Once the line containing "(diff shortened: 1 of 3 files shown)" has been printed, stop; print every line before it exactly, starting at the top of the material below.
*** Block opens ***
PR #420, opened 2020-04-20
[HOPSWORKS-1657] System users x.509 v2

kouzant:
https://logicalclocks.atlassian.net/browse/HOPSWORKS-1657

### DIFF
--- a/recipes/install.rb
+++ b/recipes/install.rb
@@ -49,7 +49,7 @@ group node['hops']['hdfs']['user'] do
 end
 
 user node['hopsworks']['user'] do
-  home "/home/#{node['hopsworks']['user']}"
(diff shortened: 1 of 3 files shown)


recipes/install.rb
```diff
@@ -65,7 +65,7 @@
 end
 
 user node['hopsworks']['user'] do
-  home "/home/#{node['hopsworks']['user']}"
+  home node['hopsworks']['user-home']
```
ErmiasG, line 68: Is this defined somewhere? I only see ['glassfish']['user-home'] up there

kouzant: Interesting, I wonder how it worked. Anyway I changed it to `node['glassfish']['user-home']`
*** Block closes ***
Response to the task
PR #420, opened 2020-04-20
[HOPSWORKS-1657] System users x.509 v2

kouzant:
https://logicalclocks.atlassian.net/browse/HOPSWORKS-1657

### DIFF
--- a/recipes/install.rb
+++ b/recipes/install.rb
@@ -49,7 +49,7 @@ group node['hops']['hdfs']['user'] do
 end
 
 user node['hopsworks']['user'] do
-  home "/home/#{node['hopsworks']['user']}"
(diff shortened: 1 of 3 files shown)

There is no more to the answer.